With reference to Resolution No. 19 of 25 May 2017 and in connection with Resolution No. 26 of 6 June 2018 of the Annual General Meeting of IMS S.A. (“AGM”), the Board of Directors of IMS S.A. (“Company”, “Issuer”) provides attached the following:
– resolution No. 1 of the Board of Directors of IMS S.A. of 28 June 2018 regarding the adoption of the update of the Company Own Shares Buy-back Programme adopted with Resolution No. 1 of the Board of Directors of IMS S.A. on 13 February 2018 – resolution No. 1 contains the consolidated text of the Own Shares Buy-back Programme;
– resolution No. 2 of the Board of Directors of IMS S.A. of 28 June 2018 regarding the terms and conditions as well as the procedure to exercise Tranche 3 of the Company Own Shares Buy-back Programme.
The update of the Own Shares Buy-back Programme results from Resolution No. 26 of 6 June 2018 adopted by the AGM and refers to:
– authorisation of the Board of Directors of IMS S.A. to acquire another 2,000,000 own shares of the Company;
– transferring additional PLN 5,000,000 to acquire the above mentioned own shares;
– extending the deadline to acquire own shares by 31 December 2019;
In line with the updated, consolidated text of the Own Shares Buy-back Programme, the objective of the Programme in force is the acquisition by the Company of not more than 3,000,000 own shares so as to:
– redeem them, or
– intend them for resale, or
– intend them for another legitimate purpose indicated by the Board of Directors of the Company.

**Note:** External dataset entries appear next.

PR #995, opened 2026-08-13
[test] live smoke-test for evalforge-yaml-gate confirm-on-fail (#935) — do not merge

danshw:
Throwaway PR, based on the disposable test/confirm-live-base branch (not main), to exercise PR #935's confirm-on-fail against the live gate.

Three scratch scenarios (see commit message for details): one guaranteed llm-judge failure, one guaranteed token-budget failure, one clean pass. Expect the gate to retry the two failing ones, confirm both, and block — while the clean one shows no confirm-on-fail entry at all.

Disposable. Closing without merging once the gate comment is verified. Does not touch #935's or #989's branches.

### DIFF
--- a/yaml/wix-manage-evals/livetest/confirm-budget-check.yml
+++ b/yaml/wix-manage-evals/livetest/confirm-budget-check.yml
@@ -1,0 +1,26 @@
+name: livetest/confirm-budget-check
+description: >-
+  Scratch scenario used to smoke-test confirm-on-fail's handling of a
+  token-budget violation. maxTokens is set absurdly low on purpose, so any
+  real agent run exceeds it regardless of task quality. Not a real skill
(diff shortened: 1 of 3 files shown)


danshw:
Verified — confirm-on-fail fired correctly for both the llm-judge failure and the token-budget failure, confirming both after 2/2 retry attempts and blocking as designed. Also concretely illustrates the review finding: the confirmed-failure comment shows only `(token-budget)` with no actual/budget numbers — `confirm-clean-check` scored 10/10 on both real judges but reads as a flat confirmed failure with zero indication it was 3.4x over a fairly tight budget, not a real quality problem. (That scenario's token usage came in far higher than intended, most likely because `SearchSiteTemplates` isn't a real MCP tool — a flaw in my scratch setup, not a #935 finding.) Closing without merging; branch deleted.

PR #288, opened 2022-07-25
balena-api: On hostapp creation, set class to app

alexgg:
Applications can be fleet, blocks or apps, and hostapps need to be set
as apps.

Change-type: patch


alexgg:
@balena-ci I self-certify!

PR #289, opened 2022-08-04
barys: Add balena-rust to syntax conversion step

alexgg:
Recent versions of meta-balena include a balena-rust layer used to
specify a distro-set Rust version across all supported Yocto versions

As such, the syntax of this layer also needs to be converted.

Relates-to: https://github.com/balena-os/meta-balena/pull/2750
Change-type: patch


alexgg:
@balena-ci I self-certify!

PR #291, opened 2022-11-10
jenkins_generate_ami: use a different token

alexgg:
The AMI preload application no longer lives in the balena_os organization so allow to provide a different token.

Change-type: patch


alexgg:
@balena-ci I self-certify!

PR #295, opened 2022-12-19
jenkins_build: secure boot & FDE AMI images support

alexgg:
Building OS development images is useful for example when debugging and testing AMI images.

Change-type: patch


alexgg:
@balena-ci I self-certify!

PR #297, opened 2022-12-27
test AMIs before making them public

alexgg:


alexgg:
Tested in AWS playground

ab77 (approved):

The AGM allotted in total PLN 7,500,000.00 to acquire own shares, including apart from the price of the own shares also the costs of acquiring them. After being updated, the Programme shall run till 31 December 2019; however, no longer than the funds allotted to acquire the shares are exhausted. The Board of Directors of the Company, acting in the best interest of the Company, after consulting the Supervisory Board of the Company is authorised to:
– cease the acquisition of Shares before 31 December 2019 or before all the funds allotted for their acquisition are exhausted,
– resign from acquiring the Shares in whole or in part.
The Programme shall be carried out in tranches executed in the period specified above.
As part of Tranche 3 shares shall be acquired through an entity rendering investment services (a brokerage house). In Tranche 3 the Issuer intends to acquire not more than 300,000 shares and allots for the acquisition the amount of PLN 750,000. Tranche 3 shall run from 2 July to 27 July 2018 (including this date) unless the funds allotted for the acquisition of Tranche 3 are completely exhausted earlier.